### WORK REQUIRED
Transcribe exactly the line containing "https://github.com/adafruit/Adafruit-GFX-Library/issues/22" and each line after it, through the end of the entries, with nothing before or after.

### MATERIAL FOR THIS EXERCISE
PR #303, opened 2020-10-30
Create BGEN reader option to add hard calls

karenfeng:

Adds an option to the BGEN reader to set the genotype calls based on the posterior probabilities with a hard call threshold (the posterior probabilities are still present). Calls are set to missing for non-diploids; this is based on the logic for the existing `hard_calls` function. To match the behavior from qctool, calls for unphased genotypes are now ascending.

## How is this patch tested?
- [x] Unit tests
- [ ] Integration tests
- [x] Manual tests

I performed manual testing to materialize a DataFrame with/without hard calls on a cluster with an i3.xlarge driver and 2 i3.xlarge workers, and observed a runtime increase from 3.16 minutes to 4.36 minutes.


core/src/main/scala/io/projectglow/bgen/BgenRowToInternalRowConverter.scala
```diff
@@ -23,14 +23,16 @@ import org.apache.spark.sql.types.{ArrayType, StructType}
...
+import io.projectglow.sql.expressions.HardCalls
 import io.projectglow.sql.util.RowConverter
 
 /**
  * Converts [[BgenRow]]s into [[InternalRow]] with a given required schema. During construction,
  * this class will throw an [[IllegalArgumentException]] if any of the fields in the required
  * schema cannot be derived from a BGEN record.
  */
-class BgenRowToInternalRowConverter(schema: StructType) extends GlowLogging {
+class BgenRowToInternalRowConverter(schema: StructType, hardCallsThreshold: Option[Double])
```
henrydavidge, line 34: Why is this an option? Seems like we could always pass in the default or the user-provided override.

core/src/main/scala/io/projectglow/bgen/BgenRowToInternalRowConverter.scala
```diff
@@ -71,21 +74,40 @@ class BgenRowToInternalRowConverter(schema: StructType) extends GlowLogging {
...
 
-  private def makeGenotypeConverter(gSchema: StructType): RowConverter[BgenGenotype] = {
+  private def makeGenotypeConverter(
+      gSchema: StructType,
+      hardCallsThreshold: Option[Double]): RowConverter[(Int, BgenGenotype)] = {
     val functions = gSchema.map { field =>
-      val fn: RowConverter.Updater[BgenGenotype] = field match {
+      val fn: RowConverter.Updater[(Int, BgenGenotype)] = field match {
         case f if structFieldsEqualExceptNullability(f, sampleIdField) =>
           (g, r, i) => {
```
henrydavidge, line 83: Can you expand the signature so that it looks like `((numAlleles, g), r, i)`? The `._1` and `._2` are hard to read.

core/src/main/scala/io/projectglow/bgen/BgenSchemaInferrer.scala
```diff
@@ -28,24 +28,33 @@ import io.projectglow.sql.util.SerializableConfiguration
...
+ *   `sampleId` is added to the genotype field.
+ * - If a hard call threshold is specified, `calls` is added to the genotype field.
  */
 object BgenSchemaInferrer {
   def inferSchema(
       spark: SparkSession,
       files: Seq[FileStatus],
       options: Map[String, String]): StructType = {
+    val hasSampleIds = includeSampleIds(spark, files, options)
+    val hasHardCalls = options.contains(BgenOptions.HARD_CALL_THRESHOLD)
```
henrydavidge, line 41: Hm, I feel like we should include hard calls by default. AFAIK, every user so far has wanted hard calls when reading BGEN files. We could add a separate flag to disable, or accept -1 here.

henrydavidge (commented):
Just a few comments. Do you know if there's a convention regarding order of calls for heterogeneous unphased samples in other tools?

karenfeng:
As far as I can tell, the default is always to emit unphased genotype calls in ascending order (eg. in VCFs).

henrydavidge (approved):
LGTM!

PR #309, opened 2020-11-19
Support an offset in linear regression

henrydavidge:

Users can now provide an offset to the pandas based linear regression function. This offset takes the same form as the return from GloWGR step 1. The offset can either be per sample or per contig and sample.

## How is this patch tested?
- [x] Unit tests
- [ ] Integration tests
- [ ] Manual tests

(Details)


python/glow/gwas/linear_regression.py
```diff
@@ -72,31 +80,79 @@ def linear_regression(genotype_df: DataFrame,
...
-                                           phenotype_df.columns.to_series().astype('str'),
-                                           values_column)
+            yield _linear_regression_dispatch(pdf, Y_state, Y_mask, Q, dof,
+                                              phenotype_df.columns.to_series().astype('str'),
+                                              values_column)
 
     return genotype_df.mapInPandas(map_func, result_struct)
 
 
+def _indexes_have_same_elements(idx1: pd.Index, idx2: pd.Index) -> bool:
```
kianfar77, line 121: perhaps not call this function `_indexes...` as you use it for non-index comparisons.

kianfar77 (approved):
Looks great. Just a nit.

PR #310, opened 2020-11-19
Add documentation for Hail interoperation

karenfeng:

Add docs for the Hail interop function `from_matrix_table`, which will be available in 0.7.

Also fixes a bug in the aforementioned function; previously, missing names were represented as an empty array; this should be null.

## How is this patch tested?
- [ ] Unit tests
- [x] Integration tests
- [ ] Manual tests

Includes docs-side testing in `hail/test`. This is chained to our Python-side testing to leverage the Spark-Hail setup; otherwise, we'd have to copy `python/glow/hail/conftest.py` to the docs.


build.sbt
```diff
@@ -301,11 +305,11 @@ lazy val python =
     )
     .dependsOn(core % "test->test")
 
-lazy val hail = (project in file("python/glow/hail"))
+lazy val hail = (project in file("hail"))
   .settings(
     pythonSettings,
     test in Test := {
-      hailtest.toTask(" --doctest-modules python/glow/hail/").value
+      hailtest.toTask(" --doctest-modules python/glow/hail/ docs/source/etl/hail.rst").value
```
henrydavidge, line 312: nit: make this into a variable `hailPaths` in case we have more hail related docs in the future

python/glow/hail/functions.py
```diff
@@ -156,6 +154,8 @@ def from_matrix_table(mt: MatrixTable, include_sample_ids: bool = True) -> DataF
     """
     Converts a Hail MatrixTable to a Glow DataFrame.
 
+    Requires that the MatrixTable rows contain locus and alleles fields.
+
     Args:
         mt : The Hail MatrixTable to convert
         include_sample_ids : If true, include sample IDs in the Glow DataFrame
```
henrydavidge, line 161: nit: could you document why you might want this to be false?

python/glow/hail/functions.py
```diff
@@ -156,6 +154,8 @@ def from_matrix_table(mt: MatrixTable, include_sample_ids: bool = True) -> DataF
     """
     Converts a Hail MatrixTable to a Glow DataFrame.
```
henrydavidge, line 155: Could you describe what the schema will look like? How is it translated from the Hail schema?

henrydavidge (approved):

PR #2, opened 2015-05-26
Cleanups, performance, and code clarify improvements.

joshgoebel:
Lots of little performance, memory and code clarity optimizations.  See individual commits for details.


joshgoebel:
If it's better I can rip off the last few commits and make a sep pull request once the first bits are merged.  Just let me know.  Right now it's just easier to build on the same foundation.

PR #5, opened 2015-05-27
add drawSlowXYBitmap()

joshgoebel:


joshgoebel:
This is build on my prior work (since a lot has changed) but if the cleanups branchs gets merged I'll rebase this so it only includes the last two commits (the drawSlowXYBitmap stuff).

PR #6, opened 2015-05-27
fix ArduBreakout example to compile until we fix tone

joshgoebel:


joshgoebel:
Sorry I didn't realize my audio stuff was in the with graphics feature.  Poor branch management, sorry.  That wasn't 100% ready for merge - hence the tone stuff still being an issue.

This fixes it so the sketch again compiles by calling the new audio.tone() method which doesn't yet work.

PR #7, opened 2015-05-28
give contributors credit and add LICENSE

joshgoebel:


joshgoebel:
I can slap Chris's actually name on there if someone will tell me his last name.

PR #12, opened 2015-06-02
misc improvements and fixes

joshgoebel:


joshgoebel:
I can rip out TODO if I must, or we can discuss and make it official.  I found it useful to keep track of it as I work don this.  If there are any questions, please ask.  It would be nice if at least one other person compiled samples before we merged items.

joshgoebel:
This is what I've been working on while we didn't have an official repository.  After this chunk I can go back to individual pull requests for sets of feature and try to group things better.

joshgoebel:
What needs to be done here?

PR #17, opened 2015-06-06
add missing character in font table

joshgoebel:
Reference:
https://github.com/adafruit/Adafruit-GFX-Library/issues/22


joshgoebel:
Any issue with this that I need to fix to get merged?

PR #21, opened 2015-06-11
getBuffer() can't be inline if we actually want it usable

joshgoebel:


joshgoebel:
This never should have been inline.  Seems to prevent it from being called externally which defeats the entire purpose.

### ANSWER AREA
https://github.com/adafruit/Adafruit-GFX-Library/issues/22


joshgoebel:
Any issue with this that I need to fix to get merged?

PR #21, opened 2015-06-11
getBuffer() can't be inline if we actually want it usable

joshgoebel:


joshgoebel:
This never should have been inline.  Seems to prevent it from being called externally which defeats the entire purpose.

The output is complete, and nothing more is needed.